Bale plays Dieter Dengler, about whom Herzog had already made the documentary Little Dieter Needs to Fly (1997). Dengler, a German, emigrated to the U.S. in the '50s and became a citizen, largely because he was obsessed with being a pilot, and Germany - still demilitarized in the wake of World War II - had no air force. He finally became a Navy pilot.
We meet Bale's Dengler in 1965, shortly before his first combat mission, as part of the U.S.'s secret, illegal bombing of Laos during the Vietnam War. He is shot down in the jungle and eventually captured. Despite torture, he refuses to sign a statement condemning the U.S. As a result, he is thrown into a tiny, remote POW camp with only one barracks of prisoners.
His hutmates include two Americans, the nearly broken Duane (Steve Zahn) and the nearly psychotic "Gene from Eugene" (Jeremy Davies), as well as three Asians, Y.C. (Galen Yuen), Phisit (Abhijati Jusakul), and Procet (Chaiyan Chunsuttiwat). Some of them have been there two years, and it's clear to Dieter that he'd rather die quickly trying to escape than suffer a slow death, spiritual and physical, through debasement and starvation. He manages to energize Duane. Even the reluctant Gene, who clings to delusional hopes of survival, has to join in when the group learns that their guards are planning on killing them and abandoning the camp.

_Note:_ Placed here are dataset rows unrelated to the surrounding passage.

PR #2802, opened 2025-06-06
feat(ui): Add session branching capability for active and historical conversations

alexhayes-block:
# Session Branching Feature

This PR introduces a session branching capability that allows users to create new conversation branches from any point in both active and historical sessions.

## Changes

- Added branch buttons to user and assistant messages in active sessions
- Added branch buttons to messages in session history
- Added branch button in session header for quick access
- Implemented secure file handling for branching in the main process
- Added loading indicators and visual feedback during branching process
- Branch buttons only appear on hover, consistent with copy buttons

## Benefits

This feature enables users to:
- Explore different conversation paths from any point
- Correct errors in prompting without losing context
- Create variations of conversations easily
- Maintain a cleaner conversation history

## Screenshots

**Session history with branch buttons**
image

**Active session with branch buttons on hover**
image

## Demo Video

https://github.com/user-attachments/assets/71234b67-aec6-4397-8bdf-ce715ef15012

## Testing Done

- Verified branching works from any message in active sessions
- Verified branching works from any message in session history
- Confirmed proper loading states during branching process
- Tested edge cases with long conversations


alexhayes-block:
@michaelneale I chose to do this all in the UI to see if it would be a useful feature. Let me know if you think this functionality should be moved into the `goose` crate, perhaps it belongs in `crates/goose/src/session/storage.rs`?

michaelneale:
yeah I think could be a core feature in session storage ideally - that would be really cool I think

alexhayes-block:
@zanesq I've pushed the core session branching capability to the server. 

Note I've not implemented a way for the CLI to use this functionality mostly because it's not really clear what would be optimal from a UX perspective.

DOsinga:
I like this feature, but it looks like it is stale and it is still in draft? do we want to close this for now?

DOsinga:
closing stale drafts

michaelneale:
will close this - can revisit when interested (I like the idea still).

PR #2816, opened 2025-06-07
Nostrbook MCP is now on npm

alexgleason:
The Nostrbook MCP was previously developed in Deno, and required weird hacks to get it working with Node. Now it runs directly in node: https://www.npmjs.com/package/@nostrbook/mcp


angiejones:
thanks so much for keeping this updated!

Because Herzog got to know the real Dieter so well while shooting his documentary, he is able to fill Rescue Dawn with specifics omitted from the earlier film. Part of the realism here results from the accrual of believable little details about the men's day-to-day lives in the camp and during their painful trek toward rescue.

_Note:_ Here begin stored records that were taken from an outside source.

PR #7197, opened 2026-02-13
feat: sandboxing for macos

michaelneale:
This uses seatbelt/sandbox to optionally enforce access.

This uses the approach shown here: https://github.com/michaelneale/agent-seatbelt-sandbox which uses a proven .db tool and a proxy on macos so you can limit things like: goose editing its own config, track or limit what urls are accessed etc. Has no overhead and works with any tools. 

cc @shellz-n-stuff


ui/desktop/src/sandbox/index.ts
```diff
@@ -0,0 +1,103 @@
...
+
+const homeDir = os.homedir();
+const sandboxDir = path.join(homeDir, '.config', 'goose', 'sandbox');
+
+export function isSandboxEnabled(): boolean {
+  return process.env.GOOSE_SANDBOX === 'true' || process.env.GOOSE_SANDBOX === '1';
+}
+
+export function isSandboxAvailable(): boolean {
+  return process.platform === 'darwin' && fs.existsSync('/usr/bin/sandbox-exec');
```
shellz-n-stuff, line 113: nice! Was looking for this

ui/desktop/src/goosed.ts
```diff
@@ -163,9 +189,7 @@
   };
   log.info('Spawn options:', JSON.stringify(safeSpawnOptions, null, 2));
 
-  const safeArgs = ['agent'];
-
-  const goosedProcess: ChildProcess = spawn(goosedPath, safeArgs, spawnOptions);
+  const goosedProcess: ChildProcess = spawn(spawnCommand, spawnArgs, spawnOptions);
```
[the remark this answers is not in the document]
shellz-n-stuff: This is unchanged. User input isn't being directly added to the Path/Command/ENV as a result of this change (though it does influence what the deterministic code sets)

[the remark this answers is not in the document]
michaelneale: yeah copilot does the most basic things at times doesn't it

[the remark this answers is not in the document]
michaelneale: yeah copilot does the most basic things at times doesn't it

ui/desktop/src/sandbox/connect-proxy.pl
```diff
@@ -0,0 +1,43 @@
+#!/usr/bin/perl
```
DOsinga, line 1: eh, perl?

shellz-n-stuff: Correct reaction. Mic and I were talking a bit about this, to proxy git you need to give it a "proxy command".

I couldn't get it working in Bash and we know Perl is available on MacOS machines by default (system internal usage). The alternatives we spoke about (and also happy to use) were:

1. Spawn a Node server JIT (I opted against this as it seemed non-performant).
2. Have another rust binary we produce and then bundle as part of this.

I'd be super open to other/better ideas. 

It's worth noting this was actually blocked by Mic's initial commit not my additional self-ssh mitigations so for any for of network sandboxing (without just general bypass over port 22) we would need something shaped like this to allow Git over SSH (or just enforce HTTP only but that has CorpEnv implications for Block and likely others who may want to try this out)

ui/desktop/src/sandbox/index.ts
```diff
@@ -0,0 +1,236 @@
...
+
+  return lines.join('\n');
+}
+
+// ---------------------------------------------------------------------------
+// Helpers
+// ---------------------------------------------------------------------------
+
+export function isSandboxEnabled(): boolean {
+  return process.env.GOOSE_SANDBOX === 'true' || process.env.GOOSE_SANDBOX === '1';
```
DOsinga, line 109: should maybe also check here if we are on macos since the current implementation only works there

shellz-n-stuff: Checked here:

- https://github.com/block/goose/pull/7197/changes#diff-6716fc59145adf7349203abea8686c75716d94329e28996c188fe2333a152ec5R114

We check if the user has requested (via env vars) then if it's actually available to provide)

ui/desktop/src/sandbox/sandbox.sb
```diff
@@ -0,0 +1,29 @@
...
+;; __HOMEDIR__ is replaced with the actual home directory at materialisation time.
+
+(version 1)
+(allow default)
+
+;; Protect sandbox config (sandbox.sb, blocked.txt) from the sandboxed process
+(deny file-write* (subpath "__HOMEDIR__/.config/goose/sandbox"))
+
+;; Protect goose config from the sandboxed process
+(deny file-write* (literal "__HOMEDIR__/.config/goose/config.yaml"))
```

Bale's performance is understated and compelling, and, as in The Machinist, he dieted himself to a skeleton for the latter part of the story. (Dude, you do know that such extreme repeated ups and downs are unhealthy, right?) But just as compelling is Zahn's Duane. Zahn is by far best known for playing comic doofuses in films like Out of Sight, but he's just as memorable here in a role that's anything but comic.

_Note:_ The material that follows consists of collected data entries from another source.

PR #7198, opened 2026-02-13
fix: filter models without tool support from recommended list

rabi:
## Summary
Models without tool call support are filtered from the recommended model list using the canonical registry, preventing selection during configuration. The filter is bypassed when toolshim is enabled.

OpenRouter's provider-level tool filtering is removed since its models are covered by the canonical registry.

### Type of Change
- [ ] Feature
- [x] Bug fix
- [ ] Refactor / Code quality
- [ ] Performance improvement
- [ ] Documentation
- [ ] Tests
- [ ] Security fix
- [ ] Build / Release
- [ ] Other (specify below)

### DIFF
--- a/crates/goose/src/providers/base.rs
+++ b/crates/goose/src/providers/base.rs
@@ -481,6 +481,10 @@ pub trait Provider: Send + Sync {
                     return None;
                 }
 
+                if !canonical_model.tool_call && !self.get_model_config().toolshim {
+                    return None;
+                }
+
                 let release_date = canonical_model.release_date.clone();
 
                 Some((model.clone(), release_date))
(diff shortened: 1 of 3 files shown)


crates/goose/src/providers/base.rs
```diff
@@ -481,6 +481,10 @@ pub trait Provider: Send + Sync {
                     return None;
                 }
 
+                if !canonical_model.tool_call && !self.get_model_config().toolshim {
```
katzdave, line 484: Did a quick audit of the data this seems true for popular recent models so agree this should improve the filtering.

katzdave (approved):
Nice, thanks!

PR #7199, opened 2026-02-13
feat: gateway to chat to goose - telegram etc

michaelneale:
This introduces a gateway concept - first off the rank is telegram chat: 

you pair up goose with telegram bot (and send a pairing code to secure it) - and you can chat with goose with a long running self compacting session (similiar to claudbot/openbotclawd(.*)awd) thing, but with the desktop

Screenshot 2026-02-17 at 11 51 22 am
Screenshot 2026-02-17 at 11 51 19 am

Screenshot 2026-02-17 at 11 51 11 am

and on telegram: 

1151 A

moves things into a Gateway tab


crates/goose-server/src/commands/agent.rs
```diff
@@ -26,6 +26,12 @@ async fn shutdown_signal() {
 }
 
 pub async fn run() -> Result<()> {
+    // Install the rustls crypto provider early, before any spawned tasks (tunnel,
```
michaelneale, line 29: not happy about this but seems needed weirdly- open to feedback

zanesq:
Is it possible to get cli version of this at the same time?

michaelneale:
@zanesq yeah I was deliberately keeping it in desktop for the experience, just easier to test, but I guess could as well on cli?

michaelneale:
@zanesq please take a look again. cc @blackgirlbytes

zanesq:
@michaelneale will take it for a spin tomorrow!

crates/goose/src/gateway/pairing.rs
```diff
@@ -0,0 +1,489 @@
...
+            })
+            .await?;
+        Ok(&self.pool)
+    }
+
+    async fn create_schema(&self) -> anyhow::Result<()> {
+        sqlx::query(
+            r#"
+            CREATE TABLE IF NOT EXISTS gateway_pairings (
+                platform TEXT NOT NULL,
```
alexhancock: should platform be free text or an enum-like thing?

maybe add a `CHECK` constraint or a separate reference table with a foreign key to a list of things we support?

zanesq:
Still testing but first impressions:

1. What is the bot father and why are we using it? Maybe some explanation is needed do I have to use botfather can I trust it? Also, when I click the link it takes me to this page but clicking the button "start bot" doesn't do anything, maybe because I don't have telegram installed on my mac.

image

2. Should Telegram be moved into a general "Gateway" panel so we can add more chat providers under it?

image

zanesq:
Dang Telegram app blocked by corp policy. I can try this on my personal box this weekend.

crates/goose/src/gateway/pairing.rs
michaelneale: hrm, I wonder if I even need to have this, it is just a setting, it shouldn't be that special, I think might tidy this up and simplify the code, good catch. There was some time I was thinking of treating the sessions as special (as with a gateway you tend to have a long running session which runs basically for ever - and if we follow the openclawd pattern, a 30 minute heartbeat to check if there is any thing to follow on, notify user with a push etc) - but even that can be done without needing special info in the DB I think

michaelneale:
> Still testing but first impressions:
> 
> 1. What is the bot father and why are we using it? Maybe some explanation is needed do I have to use botfather can I trust it? Also, when I click the link it takes me to this page but clicking the button "start bot" doesn't do anything, maybe because I don't have telegram installed on my mac.
> 
> image
> 2. Should Telegram be moved into a general "Gateway" panel so we can add more chat providers under it?
> 
> image

@zanesq yeah that is apparently the official way! https://core.telegram.org/bots/features#botfather

michaelneale:
@zanesq yeha I had it in a gateway panel, but we don't have a scalable design for settings so it just added a lot of clutter when I tried (originally) but yeah when we have more can put mobile and it and other things in there.

michaelneale:
take a look again when you want @zanesq

zanesq:
Will try it soon on my personal computer, juggling work and hack week

billybagginz:
will this eventually allow connection to discord? 
at first I hated messaging openclaw in discord, but now I love it. I've set up a bunch of different categories, channels, and threads that have really helped organize me parallel conversations and chats. It feels like it is more coherent because even when the server session gets compacted or restarted, all of the context is in the discord discussions, and I can just refer to specific channels or threads for the session to get up to speed. And it kind of offloads memories into Discord discussions.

In a recent article at Thereeler.com, Lewis Beale accuses the film of being racist: "[S]itting through Rescue Dawn is like watching a war movie made by the Ku Klux Klan." According to Beale, it "portrays nearly all of Dengler's Laotian captors and their North Vietnamese allies as subhuman, barely-civilized sadists who live to inflict torture and physical abuse." He cites the Russian roulette sequence in Deer Hunter (correctly) for its cartoonish dehumanization of the Vietnamese and several scenes in Apocalypse Now! (incorrectly) for similar distasteful portrayals. The latter requires, I think, a near-total misreading of the film as a whole.
Indeed, Beale ignores the existence of the three Asian prisoners - they are plainly not as well drawn as the three Americans (largely because only one of them speaks English, and the movie is from Dieter's point of view), but they're sympathetic. The "evil" characters are prison camp guards, not representative Laotians, and still one of them is a nice guy, and most of the rest are acting under pressure and would sooner not be there. Beale feels that the film overlooks the justifiable anger of the Laotians toward American bomber pilots. Unless I'm reading my own biases and knowledge into the movie, the villagers are plainly reacting in an understandable way to the conflict raging around them.